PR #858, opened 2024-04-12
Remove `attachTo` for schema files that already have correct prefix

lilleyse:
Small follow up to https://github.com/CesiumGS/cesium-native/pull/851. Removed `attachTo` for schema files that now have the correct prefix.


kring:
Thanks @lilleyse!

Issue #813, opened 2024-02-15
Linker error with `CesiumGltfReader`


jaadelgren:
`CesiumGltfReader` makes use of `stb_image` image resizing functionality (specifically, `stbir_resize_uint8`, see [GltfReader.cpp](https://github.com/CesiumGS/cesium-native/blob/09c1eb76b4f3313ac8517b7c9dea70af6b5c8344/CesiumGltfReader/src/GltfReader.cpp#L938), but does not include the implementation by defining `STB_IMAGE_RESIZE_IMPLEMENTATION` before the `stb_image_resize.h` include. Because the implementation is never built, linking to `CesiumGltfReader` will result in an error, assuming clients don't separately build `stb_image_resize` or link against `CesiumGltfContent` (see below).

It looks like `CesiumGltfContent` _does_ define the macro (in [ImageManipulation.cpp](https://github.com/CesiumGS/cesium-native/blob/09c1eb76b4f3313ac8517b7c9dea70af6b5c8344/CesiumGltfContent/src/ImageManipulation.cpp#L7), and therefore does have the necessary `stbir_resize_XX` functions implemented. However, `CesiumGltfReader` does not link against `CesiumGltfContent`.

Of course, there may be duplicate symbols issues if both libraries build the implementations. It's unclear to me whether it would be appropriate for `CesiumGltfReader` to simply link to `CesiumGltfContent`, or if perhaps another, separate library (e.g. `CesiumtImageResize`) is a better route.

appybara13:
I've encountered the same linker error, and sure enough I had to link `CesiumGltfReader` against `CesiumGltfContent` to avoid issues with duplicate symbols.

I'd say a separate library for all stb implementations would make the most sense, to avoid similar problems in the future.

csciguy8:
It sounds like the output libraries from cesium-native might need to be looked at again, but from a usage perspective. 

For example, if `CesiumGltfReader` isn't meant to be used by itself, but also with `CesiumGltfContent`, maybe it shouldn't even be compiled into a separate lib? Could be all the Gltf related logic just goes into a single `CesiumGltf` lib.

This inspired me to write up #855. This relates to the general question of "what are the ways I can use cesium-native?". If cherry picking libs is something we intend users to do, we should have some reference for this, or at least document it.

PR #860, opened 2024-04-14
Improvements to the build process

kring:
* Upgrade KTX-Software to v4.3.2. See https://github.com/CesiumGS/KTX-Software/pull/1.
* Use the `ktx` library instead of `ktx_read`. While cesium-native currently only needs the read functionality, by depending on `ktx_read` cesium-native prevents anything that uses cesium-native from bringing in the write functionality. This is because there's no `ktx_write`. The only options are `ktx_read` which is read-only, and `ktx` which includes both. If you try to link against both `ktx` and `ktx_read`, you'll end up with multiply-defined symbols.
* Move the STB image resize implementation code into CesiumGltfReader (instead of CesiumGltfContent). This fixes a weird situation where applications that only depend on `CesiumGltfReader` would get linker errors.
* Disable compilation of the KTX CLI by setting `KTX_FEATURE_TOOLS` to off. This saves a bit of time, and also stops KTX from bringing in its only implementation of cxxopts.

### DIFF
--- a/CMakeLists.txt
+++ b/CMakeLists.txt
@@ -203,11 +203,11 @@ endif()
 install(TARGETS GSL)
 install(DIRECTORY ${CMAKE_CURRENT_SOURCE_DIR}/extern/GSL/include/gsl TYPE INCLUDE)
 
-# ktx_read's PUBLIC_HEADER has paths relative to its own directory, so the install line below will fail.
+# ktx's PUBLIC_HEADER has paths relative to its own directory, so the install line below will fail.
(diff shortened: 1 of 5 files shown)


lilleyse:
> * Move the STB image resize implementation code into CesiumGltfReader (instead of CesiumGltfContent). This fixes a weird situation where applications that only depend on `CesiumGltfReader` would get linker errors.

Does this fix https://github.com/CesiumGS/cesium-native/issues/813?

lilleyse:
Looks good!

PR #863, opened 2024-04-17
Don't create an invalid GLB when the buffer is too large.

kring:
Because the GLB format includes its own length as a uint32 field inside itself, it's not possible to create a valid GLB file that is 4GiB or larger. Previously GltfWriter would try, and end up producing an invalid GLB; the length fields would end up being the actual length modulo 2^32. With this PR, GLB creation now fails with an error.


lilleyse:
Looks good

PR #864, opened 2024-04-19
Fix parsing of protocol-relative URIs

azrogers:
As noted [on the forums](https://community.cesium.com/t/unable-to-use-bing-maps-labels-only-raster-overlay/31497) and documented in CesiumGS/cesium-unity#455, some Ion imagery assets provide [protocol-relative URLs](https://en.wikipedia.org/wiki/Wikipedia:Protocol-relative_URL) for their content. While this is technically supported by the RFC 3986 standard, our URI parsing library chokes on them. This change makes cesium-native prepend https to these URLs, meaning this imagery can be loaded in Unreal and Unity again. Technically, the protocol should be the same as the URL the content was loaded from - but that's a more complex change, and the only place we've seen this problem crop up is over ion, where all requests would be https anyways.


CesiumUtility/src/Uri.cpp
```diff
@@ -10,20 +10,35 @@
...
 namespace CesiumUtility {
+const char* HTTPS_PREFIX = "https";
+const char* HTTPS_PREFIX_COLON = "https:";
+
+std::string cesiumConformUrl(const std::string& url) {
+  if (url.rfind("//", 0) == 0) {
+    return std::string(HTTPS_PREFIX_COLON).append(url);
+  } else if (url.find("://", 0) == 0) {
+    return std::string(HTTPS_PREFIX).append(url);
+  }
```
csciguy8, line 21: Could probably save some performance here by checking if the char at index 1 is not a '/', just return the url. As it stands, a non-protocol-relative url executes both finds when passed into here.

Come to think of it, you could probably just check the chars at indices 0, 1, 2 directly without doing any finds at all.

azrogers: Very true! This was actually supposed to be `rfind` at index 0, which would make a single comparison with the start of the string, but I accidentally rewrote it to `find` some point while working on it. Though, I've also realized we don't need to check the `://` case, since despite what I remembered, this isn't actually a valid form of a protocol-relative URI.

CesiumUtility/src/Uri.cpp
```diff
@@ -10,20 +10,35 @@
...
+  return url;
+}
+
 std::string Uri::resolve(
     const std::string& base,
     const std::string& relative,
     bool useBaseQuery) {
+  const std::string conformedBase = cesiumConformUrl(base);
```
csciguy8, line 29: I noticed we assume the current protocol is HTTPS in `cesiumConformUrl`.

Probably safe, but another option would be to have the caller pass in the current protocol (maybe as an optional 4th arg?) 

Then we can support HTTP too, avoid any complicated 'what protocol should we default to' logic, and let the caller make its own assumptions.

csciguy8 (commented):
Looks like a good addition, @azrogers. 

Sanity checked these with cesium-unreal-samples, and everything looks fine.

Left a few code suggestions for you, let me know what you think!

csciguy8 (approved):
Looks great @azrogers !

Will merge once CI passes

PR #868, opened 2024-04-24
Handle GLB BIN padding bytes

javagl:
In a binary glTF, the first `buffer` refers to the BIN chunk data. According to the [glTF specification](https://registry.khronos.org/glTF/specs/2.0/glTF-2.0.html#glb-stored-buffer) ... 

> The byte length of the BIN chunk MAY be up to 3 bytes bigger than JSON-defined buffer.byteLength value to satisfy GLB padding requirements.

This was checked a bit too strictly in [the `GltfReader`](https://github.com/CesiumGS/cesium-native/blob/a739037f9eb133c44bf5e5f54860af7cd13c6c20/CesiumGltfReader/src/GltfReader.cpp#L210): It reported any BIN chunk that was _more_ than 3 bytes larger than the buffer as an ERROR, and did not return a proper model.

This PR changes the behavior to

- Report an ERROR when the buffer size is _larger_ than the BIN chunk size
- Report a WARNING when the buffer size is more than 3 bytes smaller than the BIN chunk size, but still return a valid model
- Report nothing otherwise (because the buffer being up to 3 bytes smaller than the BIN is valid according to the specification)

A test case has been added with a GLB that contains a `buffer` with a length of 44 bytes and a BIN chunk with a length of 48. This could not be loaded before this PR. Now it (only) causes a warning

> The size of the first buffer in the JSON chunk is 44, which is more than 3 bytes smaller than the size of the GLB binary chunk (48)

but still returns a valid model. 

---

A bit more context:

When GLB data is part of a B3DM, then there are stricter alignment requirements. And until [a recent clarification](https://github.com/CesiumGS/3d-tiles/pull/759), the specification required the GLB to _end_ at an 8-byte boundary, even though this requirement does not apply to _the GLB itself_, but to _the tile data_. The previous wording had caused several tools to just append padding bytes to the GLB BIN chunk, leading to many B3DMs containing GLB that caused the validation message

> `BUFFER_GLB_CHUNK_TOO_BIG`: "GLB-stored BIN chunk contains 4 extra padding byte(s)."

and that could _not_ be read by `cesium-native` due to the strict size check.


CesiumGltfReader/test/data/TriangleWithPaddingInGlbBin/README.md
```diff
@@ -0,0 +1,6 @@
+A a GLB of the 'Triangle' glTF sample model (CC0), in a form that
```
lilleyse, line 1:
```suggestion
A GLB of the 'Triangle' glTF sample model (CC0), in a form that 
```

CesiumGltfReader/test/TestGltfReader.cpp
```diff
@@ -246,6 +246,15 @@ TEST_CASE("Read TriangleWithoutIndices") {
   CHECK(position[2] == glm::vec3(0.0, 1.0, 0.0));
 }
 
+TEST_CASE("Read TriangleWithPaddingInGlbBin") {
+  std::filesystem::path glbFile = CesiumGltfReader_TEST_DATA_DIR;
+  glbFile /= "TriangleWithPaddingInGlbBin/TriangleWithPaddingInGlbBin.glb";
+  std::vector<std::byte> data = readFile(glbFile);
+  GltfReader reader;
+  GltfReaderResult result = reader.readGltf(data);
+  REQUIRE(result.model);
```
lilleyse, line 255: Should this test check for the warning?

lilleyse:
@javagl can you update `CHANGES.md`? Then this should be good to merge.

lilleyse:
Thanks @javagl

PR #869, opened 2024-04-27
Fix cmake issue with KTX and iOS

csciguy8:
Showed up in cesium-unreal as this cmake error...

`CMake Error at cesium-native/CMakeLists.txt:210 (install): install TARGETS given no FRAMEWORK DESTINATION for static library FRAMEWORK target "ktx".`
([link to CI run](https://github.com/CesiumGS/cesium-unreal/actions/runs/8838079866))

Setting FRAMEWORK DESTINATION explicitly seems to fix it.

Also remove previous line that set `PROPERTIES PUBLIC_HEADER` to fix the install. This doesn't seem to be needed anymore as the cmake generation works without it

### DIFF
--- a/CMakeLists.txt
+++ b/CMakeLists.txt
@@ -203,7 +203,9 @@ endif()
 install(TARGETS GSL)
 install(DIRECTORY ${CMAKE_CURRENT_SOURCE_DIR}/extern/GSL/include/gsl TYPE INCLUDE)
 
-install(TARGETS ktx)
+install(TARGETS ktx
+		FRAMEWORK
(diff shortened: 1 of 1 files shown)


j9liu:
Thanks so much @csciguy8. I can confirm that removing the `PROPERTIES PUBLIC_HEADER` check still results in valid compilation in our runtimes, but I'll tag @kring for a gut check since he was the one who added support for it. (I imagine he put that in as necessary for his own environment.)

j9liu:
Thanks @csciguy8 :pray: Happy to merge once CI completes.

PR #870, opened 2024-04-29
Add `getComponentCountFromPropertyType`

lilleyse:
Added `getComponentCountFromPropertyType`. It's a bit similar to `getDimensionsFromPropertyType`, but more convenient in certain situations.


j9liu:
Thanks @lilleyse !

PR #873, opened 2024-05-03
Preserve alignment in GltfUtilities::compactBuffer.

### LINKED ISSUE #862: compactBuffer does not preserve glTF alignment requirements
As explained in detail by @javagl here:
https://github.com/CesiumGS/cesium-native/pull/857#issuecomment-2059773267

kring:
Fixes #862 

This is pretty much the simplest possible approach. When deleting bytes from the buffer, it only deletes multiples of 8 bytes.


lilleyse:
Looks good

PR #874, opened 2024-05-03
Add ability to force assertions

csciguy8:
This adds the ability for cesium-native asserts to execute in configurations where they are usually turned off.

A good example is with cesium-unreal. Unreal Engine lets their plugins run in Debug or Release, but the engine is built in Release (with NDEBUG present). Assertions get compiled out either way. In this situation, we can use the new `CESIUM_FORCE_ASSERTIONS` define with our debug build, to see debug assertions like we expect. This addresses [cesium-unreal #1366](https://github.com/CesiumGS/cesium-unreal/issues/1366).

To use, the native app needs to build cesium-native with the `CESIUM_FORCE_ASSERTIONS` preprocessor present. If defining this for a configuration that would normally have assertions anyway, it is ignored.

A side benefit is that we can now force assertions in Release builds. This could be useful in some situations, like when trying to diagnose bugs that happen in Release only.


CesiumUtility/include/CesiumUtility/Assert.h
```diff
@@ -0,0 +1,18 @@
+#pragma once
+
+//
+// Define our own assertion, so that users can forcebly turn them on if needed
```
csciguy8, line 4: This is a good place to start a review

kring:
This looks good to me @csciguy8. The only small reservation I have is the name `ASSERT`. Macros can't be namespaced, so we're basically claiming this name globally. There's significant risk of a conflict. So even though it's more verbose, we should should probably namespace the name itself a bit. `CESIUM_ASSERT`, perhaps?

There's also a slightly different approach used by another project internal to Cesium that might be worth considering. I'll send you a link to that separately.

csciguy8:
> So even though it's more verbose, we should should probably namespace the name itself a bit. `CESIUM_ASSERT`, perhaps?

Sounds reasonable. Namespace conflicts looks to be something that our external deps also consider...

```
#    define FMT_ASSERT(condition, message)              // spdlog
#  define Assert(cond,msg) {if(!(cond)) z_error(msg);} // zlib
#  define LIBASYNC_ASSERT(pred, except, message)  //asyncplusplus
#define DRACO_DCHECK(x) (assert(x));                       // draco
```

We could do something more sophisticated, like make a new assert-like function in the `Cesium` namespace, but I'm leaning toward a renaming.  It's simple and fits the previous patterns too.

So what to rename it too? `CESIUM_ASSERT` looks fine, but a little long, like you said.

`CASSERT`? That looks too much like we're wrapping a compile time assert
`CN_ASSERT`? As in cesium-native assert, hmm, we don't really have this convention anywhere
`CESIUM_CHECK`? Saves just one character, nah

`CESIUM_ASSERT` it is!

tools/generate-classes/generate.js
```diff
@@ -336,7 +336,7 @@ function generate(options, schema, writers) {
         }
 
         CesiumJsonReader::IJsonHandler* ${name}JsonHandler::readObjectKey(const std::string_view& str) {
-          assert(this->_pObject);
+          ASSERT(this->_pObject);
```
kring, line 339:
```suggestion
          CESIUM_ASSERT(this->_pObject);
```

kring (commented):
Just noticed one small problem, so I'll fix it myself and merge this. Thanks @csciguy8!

* * *

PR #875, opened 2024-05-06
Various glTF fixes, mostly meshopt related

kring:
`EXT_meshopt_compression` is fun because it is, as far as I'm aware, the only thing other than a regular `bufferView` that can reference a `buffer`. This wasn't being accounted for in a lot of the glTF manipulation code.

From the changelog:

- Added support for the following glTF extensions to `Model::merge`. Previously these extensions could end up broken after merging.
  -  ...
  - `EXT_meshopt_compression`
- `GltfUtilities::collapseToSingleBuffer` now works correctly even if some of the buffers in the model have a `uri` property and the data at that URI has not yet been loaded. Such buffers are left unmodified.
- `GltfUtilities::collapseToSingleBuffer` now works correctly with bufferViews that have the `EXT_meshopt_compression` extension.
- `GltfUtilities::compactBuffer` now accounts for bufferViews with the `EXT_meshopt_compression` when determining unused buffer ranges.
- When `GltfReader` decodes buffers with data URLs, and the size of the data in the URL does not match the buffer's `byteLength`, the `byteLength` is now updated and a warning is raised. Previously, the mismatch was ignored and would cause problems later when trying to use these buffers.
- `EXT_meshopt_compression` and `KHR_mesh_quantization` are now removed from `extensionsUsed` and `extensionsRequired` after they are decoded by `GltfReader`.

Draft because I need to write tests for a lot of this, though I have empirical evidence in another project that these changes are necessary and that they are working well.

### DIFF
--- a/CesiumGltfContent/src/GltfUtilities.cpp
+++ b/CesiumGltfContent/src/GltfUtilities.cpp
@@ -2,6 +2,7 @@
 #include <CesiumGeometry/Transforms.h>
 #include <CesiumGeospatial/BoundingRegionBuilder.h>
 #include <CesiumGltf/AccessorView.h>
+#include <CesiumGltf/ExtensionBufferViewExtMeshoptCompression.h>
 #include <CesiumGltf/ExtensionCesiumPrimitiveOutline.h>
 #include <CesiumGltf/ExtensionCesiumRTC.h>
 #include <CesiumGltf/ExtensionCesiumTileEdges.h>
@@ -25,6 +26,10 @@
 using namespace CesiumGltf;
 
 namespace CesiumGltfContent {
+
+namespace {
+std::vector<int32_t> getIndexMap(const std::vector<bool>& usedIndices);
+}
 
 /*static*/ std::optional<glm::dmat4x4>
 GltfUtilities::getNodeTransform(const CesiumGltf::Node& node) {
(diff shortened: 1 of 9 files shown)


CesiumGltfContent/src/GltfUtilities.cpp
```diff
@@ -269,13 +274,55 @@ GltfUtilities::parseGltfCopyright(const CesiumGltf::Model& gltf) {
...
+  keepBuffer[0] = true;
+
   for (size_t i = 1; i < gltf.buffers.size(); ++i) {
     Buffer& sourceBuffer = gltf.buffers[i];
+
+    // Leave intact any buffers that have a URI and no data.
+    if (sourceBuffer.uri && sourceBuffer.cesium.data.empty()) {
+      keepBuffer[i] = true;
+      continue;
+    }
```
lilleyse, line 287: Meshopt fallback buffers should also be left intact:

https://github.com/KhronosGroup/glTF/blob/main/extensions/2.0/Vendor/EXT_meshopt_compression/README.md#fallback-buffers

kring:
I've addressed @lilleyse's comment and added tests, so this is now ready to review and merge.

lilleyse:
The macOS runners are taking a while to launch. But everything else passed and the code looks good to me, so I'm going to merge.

• [Exercise directions]: Everything in the material above from the line that has "This PR changes the behavior to" through the line that has "- Report nothing" must be duplicated exactly, with no other lines given.

• [Solution]:
This PR changes the behavior to

- Report an ERROR when the buffer size is _larger_ than the BIN chunk size
- Report a WARNING when the buffer size is more than 3 bytes smaller than the BIN chunk size, but still return a valid model
- Report nothing otherwise (because the buffer being up to 3 bytes smaller than the BIN is valid according to the specification)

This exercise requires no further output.